Signed: ōju (by request) Gototei Kunisada ga
(應需五渡亭国貞画)
Publisher: Nishimuraya Yohachi
(Marks 391 - seal 01-008)
Censor's seal: kiwame

Related links: The National Museum of Asian Art; Hagi Uragami Museum of Art; Lyon Collection - Yu Ki print from this series;Lyon Collection - Chōryō print from this series;Cleveland Museum of Art;

Physical description:

Starting in 1805 there was a fad for portraying stories from early Chinese history and folklore. This continued for years well into the 1830s. This print by Kunisada relates to a story about the first Han dynasty emperor. Liu Bang (247-195 B.C.) was a minor official of the Qin dynasty who led a revolt that he eventually won in 202 B.C. When he did he established himself as the first Han ruler under the name Gaozu (高祖).
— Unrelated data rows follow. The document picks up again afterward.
PR #12378, opened 2026-06-19
Add flavor assigner diagnostic reasons for NoFit results

j-skiba:
#### What type of PR is this?
/kind feature

This PR implements the scheduler-side logic specified in [KEP-10852](https://github.com/kubernetes-sigs/kueue/blob/main/keps/10852-inadmissible-workloads-observability) to track why a workload cannot fit within any resource flavors. It satisfies the following points from the KEP:

- Distinguish configuration faults vs. normal capacity wait
     - Adds `NoFitReason` tracking to the individual flavor assignment attempts.
     - Classifies attempts as:
          - `NoMatchingFlavor` for structural mismatches (node selectors, taints, or topology constraints).
          - `ExceedsMaxQuota` when exceeding absolute limits (cohort max capacity, or `ClusterQueue` nominal + borrowingLimit).
          - `WaitingForQuota` when waiting for preemption or cohort quota availability.
          - `TopologyPlacementFailed` when TAS placement requirements cannot be satisfied.
- Tiered Reason Precedence & Multi-PodSet Resolution
   - Implements the precedence tiers outlined in [Nominated Flavor Reasons](https://github.com/kubernetes-sigs/kueue/tree/main/keps/10852-inadmissible-workloads-observability#2-nominated-flavor-reasons) using a `reasonSeverity` ranking.
   - Provides `Assignment.resolveNoFitReason()` to calculate the final `NoFitReason` for the workload:
        - Alternatives (within a Resource Group): Resolves to the minimum severity blocker (best chance of success).
        - Co-requisites (across Resource Groups): Resolves to the maximum severity blocker (worst-case blocker).

Part of #10852

```release-note
NONE
```

> AI assistance disclosure: this change was developed with the assistance of an AI coding tool.

## Release Notes

* **New Features**
  * Added the `UnadmittedWorkloadsObservability` feature gate to enable more detailed scheduling “no-fit” diagnostics.

* **Bug Fixes**
  * Expanded “no-fit” reason reporting for quota/resource flavor matching and topology placement failures.
  * Improved flavor attribution in topology assignment failure details so returned diagnostics are labeled with the correct flavor.

* **Tests**
  * Updated scheduling diagnostics tests to validate top-level and per-flavor reason fields, including feature-gate on/off behavior.

### DIFF
--- a/apis/kueue/v1beta2/workload_types.go
+++ b/apis/kueue/v1beta2/workload_types.go
@@ -957,6 +957,34 @@ const (
 	// requirements that cannot be satisfied with the current cluster topology usage.
 	WorkloadQuotaReservedReasonTopologyPlacementFailed = "TopologyPlacementFailed"
 
+	// WorkloadQuotaReservedReasonWaitingForPreemptedWorkloads indicates that the workload is waiting
+	// for preempted workloads to release their quota.
+	WorkloadQuotaReservedReasonWaitingForPreemptedWorkloads = "WaitingForPreemptedWorkloads"
+
+	// WorkloadQuotaReservedReasonMisconfigured indicates that the workload is inadmissible due to
+	// misconfiguration, such as missing LocalQueue or ClusterQueue.
+	WorkloadQuotaReservedReasonMisconfigured = "Misconfigured"
+
+	// WorkloadQuotaReservedReasonSuspended indicates that the workload is inadmissible because
+	// the LocalQueue or ClusterQueue StopPolicy is active.
+	WorkloadQuotaReservedReasonSuspended = "Suspended"
+
+	// WorkloadQuotaReservedReasonPendingEvaluation indicates that the workload is pending evaluation in the scheduling queue.
+	WorkloadQuotaReservedReasonPendingEvaluation = "PendingEvaluation"
+
+	// WorkloadQuotaReservedReasonWaitingForPodsReady indicates that the workload is waiting
+	// for previously admitted workloads to reach PodsReady condition under waitForPodsReady configuration.
+	WorkloadQuotaReservedReasonWaitingForPodsReady = "WaitingForPodsReady"
+
+	// WorkloadAdmittedReasonNoReservation indicates that the workload has no reservation.
+	WorkloadAdmittedReasonNoReservation = "NoReservation"
+
+	// WorkloadAdmittedReasonUnsatisfiedAdmissionChecks indicates that the workload has not all checks ready.
+	WorkloadAdmittedReasonUnsatisfiedAdmissionChecks = "UnsatisfiedAdmissionChecks"
+
+	// WorkloadAdmittedReasonPendingDelayedTopologyRequests indicates that there are pending delayed topology requests.
+	WorkloadAdmittedReasonPendingDelayedTopologyRequests = "PendingDelayedTopologyRequests"
+
 	// WorkloadFinished means that the workload associated to the
 	// ResourceClaim finished running (failed or succeeded).
 	WorkloadFinished = "Finished"
--- a/apis/kueue/v1beta2/workload_types.go
+++ b/apis/kueue/v1beta2/workload_types.go
@@ -938,6 +938,25 @@ const (
 	// WorkloadQuotaReserved means that the Workload has reserved quota a ClusterQueue.
 	WorkloadQuotaReserved = "QuotaReserved"
 
+	// Reasons for the WorkloadQuotaReserved condition.
+
+	// WorkloadQuotaReservedReasonNoMatchingFlavor indicates that the workload cannot be scheduled
+	// because no resource flavor matches its nodeSelector or taints.
+	WorkloadQuotaReservedReasonNoMatchingFlavor = "NoMatchingFlavor"
+
+	// WorkloadQuotaReservedReasonWaitingForQuota indicates that the workload is waiting for
+	// sufficient unused quota to become available in the ClusterQueue/Cohort.
+	WorkloadQuotaReservedReasonWaitingForQuota = "WaitingForQuota"
+
+	// WorkloadQuotaReservedReasonExceedsMaxQuota indicates that the workload requests resources
+	// exceeding the maximum capacity limits of the ClusterQueue or Cohort.
+	// This also includes exceeding ClusterQueue nominal + borrowingLimit constraints.
+	WorkloadQuotaReservedReasonExceedsMaxQuota = "ExceedsMaxQuota"
+
+	// WorkloadQuotaReservedReasonTopologyPlacementFailed indicates that the workload has topology
+	// requirements that cannot be satisfied with the current cluster topology usage.
+	WorkloadQuotaReservedReasonTopologyPlacementFailed = "TopologyPlacementFailed"
+
 	// WorkloadFinished means that the workload associated to the
 	// ResourceClaim finished running (failed or succeeded).
 	WorkloadFinished = "Finished"
--- a/apis/kueue/v1beta2/workload_types.go
+++ b/apis/kueue/v1beta2/workload_types.go
@@ -957,34 +957,6 @@ const (
 	// requirements that cannot be satisfied with the current cluster topology usage.
 	WorkloadQuotaReservedReasonTopologyPlacementFailed = "TopologyPlacementFailed"
 
-	// WorkloadQuotaReservedReasonWaitingForPreemptedWorkloads indicates that the workload is waiting
-	// for preempted workloads to release their quota.
-	WorkloadQuotaReservedReasonWaitingForPreemptedWorkloads = "WaitingForPreemptedWorkloads"
-
-	// WorkloadQuotaReservedReasonMisconfigured indicates that the workload is inadmissible due to
-	// misconfiguration, such as missing LocalQueue or ClusterQueue.
-	WorkloadQuotaReservedReasonMisconfigured = "Misconfigured"
-
-	// WorkloadQuotaReservedReasonSuspended indicates that the workload is inadmissible because
-	// the LocalQueue or ClusterQueue StopPolicy is active.
-	WorkloadQuotaReservedReasonSuspended = "Suspended"
-
-	// WorkloadQuotaReservedReasonPendingEvaluation indicates that the workload is pending evaluation in the scheduling queue.
-	WorkloadQuotaReservedReasonPendingEvaluation = "PendingEvaluation"
-
-	// WorkloadQuotaReservedReasonWaitingForPodsReady indicates that the workload is waiting
-	// for previously admitted workloads to reach PodsReady condition under waitForPodsReady configuration.
-	WorkloadQuotaReservedReasonWaitingForPodsReady = "WaitingForPodsReady"
-
-	// WorkloadAdmittedReasonNoReservation indicates that the workload has no reservation.
-	WorkloadAdmittedReasonNoReservation = "NoReservation"
-
-	// WorkloadAdmittedReasonUnsatisfiedAdmissionChecks indicates that the workload has not all checks ready.
-	WorkloadAdmittedReasonUnsatisfiedAdmissionChecks = "UnsatisfiedAdmissionChecks"
-
-	// WorkloadAdmittedReasonPendingDelayedTopologyRequests indicates that there are pending delayed topology requests.
-	WorkloadAdmittedReasonPendingDelayedTopologyRequests = "PendingDelayedTopologyRequests"
-
 	// WorkloadFinished means that the workload associated to the
 	// ResourceClaim finished running (failed or succeeded).
 	WorkloadFinished = "Finished"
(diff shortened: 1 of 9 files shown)


pkg/scheduler/flavorassigner/flavorassigner.go
```diff
@@ -761,9 +814,57 @@ func (a *FlavorAssigner) assignFlavors(log logr.Logger, counts []int32) Assignme
 			}
 		}
 	}
+	assignment.resolveNoFitReason(a.cq)
 	return assignment
 }
 
+func (a *Assignment) resolveNoFitReason(cq *schdcache.ClusterQueueSnapshot) {
```
mimowo, line 824: This logic is already pretty haevy, could we wind it under the new FG?  Also, the new reasons seem like already part of the KEP.

j-skiba: 👍 sounds good, I wasn't sure if introducing FG when the feature is not completely implemented is ok. I will change that

pkg/scheduler/flavorassigner/flavorassigner.go
```diff
@@ -246,9 +249,46 @@ func IgnoreUndeclaredResources(quotaCheckStrategy configapi.QuotaCheckStrategy)
 	return features.Enabled(features.QuotaCheckStrategy) && quotaCheckStrategy == configapi.QuotaCheckIgnoreUndeclared
 }
 
+func worstReason(a, b string) string {
```
kshalot: I'd consider renaming to something like `mostSevereReason`, because `worst` is not very precise.

pkg/scheduler/flavorassigner/flavorassigner.go
```diff
@@ -246,9 +249,46 @@ func IgnoreUndeclaredResources(quotaCheckStrategy configapi.QuotaCheckStrategy)
...
+	err         error
+	NoFitReason string
+}
+
+func (s *Status) MarkNoMatchingFlavor() *Status {
+	if s != nil {
+		s.NoFitReason = kueue.WorkloadQuotaReservedReasonNoMatchingFlavor
+	}
+	return s
+}
```
kshalot: Nit: We can consider inlining this in the one call-site where it's used. We are currently doing:
```
			flavorStatus.MarkNoMatchingFlavor()
```
which discards the return value and performs the nil check on something that is never nil. If this is useful in the next steps of implementation that feel free to ignore this comment.

j-skiba: we can drop this function. I removed that

pkg/scheduler/flavorassigner/flavorassigner.go
j-skiba: I agree, it sounds better, renamed

pkg/scheduler/flavorassigner/flavorassigner.go
j-skiba: I added the FGs. I disabled them by default for now as the feature is not fully implemented, is that ok?

mimowo: sgtm, we can update to Beta once the feature is fully done, before 0.19

pkg/features/kube_features.go
```diff
@@ -680,6 +695,12 @@ var defaultVersionedFeatureGates = map[featuregate.Feature]featuregate.Versioned
 	TASHandleOverlappingFlavors: {
 		{Version: version.MustParse("0.18"), Default: true, PreRelease: featuregate.Beta},
 	},
+	UnadmittedWorkloadsObservability: {
+		{Version: version.MustParse("0.19"), Default: false, PreRelease: featuregate.Beta},
+	},
+	UnadmittedWorkloadsExplicitStatus: {
+		{Version: version.MustParse("0.19"), Default: false, PreRelease: featuregate.Beta},
+	},
```
kshalot: Should we start with alpha or beta?

pkg/scheduler/flavorassigner/flavorassigner.go
```diff
@@ -246,9 +249,32 @@ func IgnoreUndeclaredResources(quotaCheckStrategy configapi.QuotaCheckStrategy)
...
+	case kueue.WorkloadQuotaReservedReasonNoMatchingFlavor:
+		return 4
+	case kueue.WorkloadQuotaReservedReasonExceedsMaxQuota:
+		return 3
+	case kueue.WorkloadQuotaReservedReasonWaitingForQuota:
+		return 2
+	case kueue.WorkloadQuotaReservedReasonTopologyPlacementFailed:
+		return 1
+	default:
+		return 0
```
mimowo: Maybe we can use iota for the named constants representing the numbers?

apis/kueue/v1beta2/workload_types.go
```diff
@@ -938,6 +938,53 @@ const (
 	// WorkloadQuotaReserved means that the Workload has reserved quota a ClusterQueue.
 	WorkloadQuotaReserved = "QuotaReserved"
 
+	// Reasons for the WorkloadQuotaReserved condition.
```
mimowo, line 941: Would it be feasible to break it down into smaller PRs to make the review easier? We can keep this full PR, but I'm wondering about such steps:

1. UnadmittedWorkloadsExplicitStatus together with support
2. UnadmittedWorkloadsObservability exdended for flavor nominated reaons
3. UnadmittedWorkloadsObservability introduced for flavor-independent reasons

Another order would also be fine. wdyt? I think it it much easier for bugs to slip in larger PRs

apis/kueue/v1beta2/workload_types.go
```diff
@@ -938,6 +938,53 @@ const (
...
+	// exceeding the maximum capacity limits of the ClusterQueue or Cohort.
+	// This also includes exceeding ClusterQueue nominal + borrowingLimit constraints.
+	WorkloadQuotaReservedReasonExceedsMaxQuota = "ExceedsMaxQuota"
+
+	// WorkloadQuotaReservedReasonTopologyPlacementFailed indicates that the workload has topology
+	// requirements that cannot be satisfied with the current cluster topology usage.
+	WorkloadQuotaReservedReasonTopologyPlacementFailed = "TopologyPlacementFailed"
+
+	// WorkloadQuotaReservedReasonWaitingForPreemptedWorkloads indicates that the workload is waiting
+	// for preempted workloads to release their quota.
```
mwielgus: What about waiting for Topology (for topology-driven preemptions)?

apis/kueue/v1beta2/workload_types.go
j-skiba: I was thinking to do something like this in separate PRs:
1. this branch - just assigning `NoFit` reasons for flavor dependent causes
2. surfacing the reasons introduced in this PR. It will be mostly changes in scheduler.go and adjustment to unit tests of the scheduler. The tests would be run with the `UnadmittedWorkloadsObservability` FG disabled and then enabled.
3. handling the rest of the reasons. That will be mostly changes in workload_controller.go and tests - both unit and integration tests
4. add support for `UnadmittedWorkloadsExplicitStatus`
5. add metrics
6. enabled FGs by default

j-skiba: and
7. backport to 0.18

mimowo: This sounds reasonable. So, IIUC in this PR we just introduce the reason and the logic for their aggregation, but without surfacing them to the user level yet, right?

So my questions would be:
- does the PR have some  user-observable impact already? 
- what is the testing plan for the various cases, could we test them already by asserting on messages?

apis/kueue/v1beta2/workload_types.go
```diff
@@ -938,6 +938,53 @@ const (
...
+	WorkloadQuotaReservedReasonWaitingForPreemptedWorkloads = "WaitingForPreemptedWorkloads"
+
+	// WorkloadQuotaReservedReasonMisconfigured indicates that the workload is inadmissible due to
+	// misconfiguration, such as missing LocalQueue or ClusterQueue.
+	WorkloadQuotaReservedReasonMisconfigured = "Misconfigured"
```
mimowo: This looks unused for now. Let's drop the unused ones out, so that we don't forget to add tests for them once they become used.

apis/kueue/v1beta2/workload_types.go
j-skiba: > This sounds reasonable. So, IIUC in this PR we just introduce the reason and the logic for their aggregation, but without surfacing them to the user level yet, right?

that's correct.

> does the PR have some user-observable impact already?

no, there's no yet

> what is the testing plan for the various cases, could we test them already by asserting on messages?

I have a plan for PRs 2 and 3 to include a separate field `wantConditionsWithUnadmittedWorkloadsFG` (or something like this) for the already existing unit tests we have and run them once with enabled and once with disabled. It would be kind of similar what we do with `WorkloadRequestUseMergePatch`. For integration tests I think we could modify the already existing ones and implement some new ones to improve coverage.

apis/kueue/v1beta2/workload_types.go
j-skiba: yes, it should be there. For now I removed that completely as it wasn't used in the PR. I will update it in the following PRs

apis/kueue/v1beta2/workload_types.go
j-skiba: removed unused reasons and `UnadmittedWorkloadsExplicitStatus` FG

pkg/scheduler/flavorassigner/flavorassigner.go
j-skiba: done

pkg/features/kube_features.go
j-skiba: we start with beta - https://github.com/kubernetes-sigs/kueue/tree/main/keps/10852-inadmissible-workloads-observability#api-and-backwards-compatibility

but later we backport as alpha to 0.18

pkg/scheduler/flavorassigner/flavorassigner_test.go
```diff
@@ -4934,3 +5090,473 @@ func TestAssignFlavorsWithAllowedFlavors(t *testing.T) {
...
+				"flavor-a": "",
+				"flavor-b": "NoMatchingFlavor",
+			},
+		},
+		"insufficient quota": {
+			podSet:          *utiltestingapi.MakePodSet("main", 1).Request(corev1.ResourceCPU, "3").Obj(),
+			wantNoFitReason: "ExceedsMaxQuota",
+			wantFlavorAttempts: map[kueue.ResourceFlavorReference]string{
+				"flavor-a": "ExceedsMaxQuota",
+				"flavor-b": "NoMatchingFlavor",
```
mimowo, line 5177: This makes me wonder there is something off with "NoMatchingFlavor" - because "NoMatchingFlavor" is surfaced per flavor, but it only makes sense as a global property.

Maybe we we need two reasons:
- NonMatchingFlavor - per flavor
- NoMatchingFlavor / Misconfigured - aggregated reason when all are NonMatchingFlavor

wdyt?

pkg/scheduler/flavorassigner/flavorassigner_test.go
```diff
@@ -3369,90 +3415,186 @@ func TestAssignFlavors(t *testing.T) {
...
+					Quota: resources.FlavorResourceQuantities{
+						{Flavor: "one", Resource: corev1.ResourceCPU}: resources.NewAmount(1000),
+					},
 				},
-			})
+			},
+		},
+	}
+	for name, tc := range cases {
+		for _, enabled := range []bool{false, true} {
```
mimowo: Make the name more informative, maybe `unadmittedWorkloadsObservabilityEnabled`

apis/kueue/v1beta2/workload_types.go
mimowo: I see, thanks for explaining, I think the plan is reasonable. 

> I have a plan for PRs 2 and 3 to include a separate field wantConditionsWithUnadmittedWorkloadsFG (or something like this) for the already existing unit tests we have and run them once with enabled and once with disabled. It would be kind of similar what we do with WorkloadRequestUseMergePatch.

This sounds ok, but maybe in case of the new feature we would write the "wantReason" as the new already, but if the FG is disabled, then assert on the old "Pending" / "Inadmissible".

pkg/scheduler/flavorassigner/flavorassigner_test.go
j-skiba: I would say it's ok as it is. First we take the least severe problem within flavors for specific resource group (the closest to succeeding) and then across all resource groups and podsets we choose the strongest reason and set it as a underlying reason of `NoFit` result.

I think `NonMatchingFlavor` doesn't give us any extra info over `NoMatchingFlavor`.

pkg/scheduler/flavorassigner/flavorassigner_test.go
j-skiba: renamed as advised

pkg/scheduler/flavorassigner/flavorassigner_test.go
mimowo: Ack, let's start with that. I makes code simpler and the internal No matching flavor per flavor is not surfacing to users anyway

mimowo:
/lgtm 
/approve
Thank you for the first foundation PR.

1810s Shunei from same publisher

Sebastian Izzard in Kunisada's World wrote on page 107: "Like Liu Bang, Fan Kuai... came from a lowly background. He was an early follower of Liu Bang, and when the latter became emperor he was appointed minister.In 196 B.C., suspecting a plot against the emperor's life at a banquet, Fan stormed into the dining hall, carrying part of a screen under his arm as a shield, the incident shown in this print. After eating and drinking to excess, Fan feigned drunkenness and upbraided the plotters, allowing the emperor to escape."
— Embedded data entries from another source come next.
PR #2196, opened 2024-05-14
Provide support for ProvisioningRequest's CapacityRevoked condition

PBundyra:
#### What type of PR is this?
/kind feature

#### What this PR does / why we need it:
Provide support for the new ProvisioningRequest's condition `CapacityRevoked`. When user uses a job that allows retries and sets `.spec.backOffLimit` > 0 and the job gets evicted because of `MaxRunDuration` an according AdmissionCheck gets rejected.

After a Workload is finished we no longer delete corresponding ProvisioningRequest. This is because Workload might be finished due to `MaxRunDuration` timeout, before ClusterAutoscaler updates ProvisioningRequest's status to `CapacityRevoked` and the Kueue's controller has no opportunity to react to that.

In Masterful Illusions: Japanese Prints in the Anne van Biema Collection it says on pages 198 and 201: "Fan Kuai (in Japanese, Han Kai), a dog butcher by trade, was one of Gaozu's earliest and closest companions. Gaozu regarded him so highly that he wed him to his wife's younger sister. Fan Kuai was renowned for his loyalty to the emperor.

The last stages of the civil war that followed the collapse of the Qin dynasty and resulted in the establishment of the Han pitted Gaozu against Xiang Yu, a man of noble descent. Gaozu had entered his chief rival's camp at Hongmen and accepted an invitation to drink with him. His followers were wary, but he insisted. In the course of the drinking, a number [of] Xiang Yu's followers urged him to eliminate his rival then and there. When Fan Kuai learned of this,he armed himself,forced his way into Xiang Yu's camp, and burst into the tent where the rivals were drinking, in order to defend Gaozu. The Historical Records describing his knocking the camp sentries to the ground by 'tipping his shield to either side' and how, when he confronted Gaozu's enemy, 'his hair stood on end and his eyes blazed with fire'....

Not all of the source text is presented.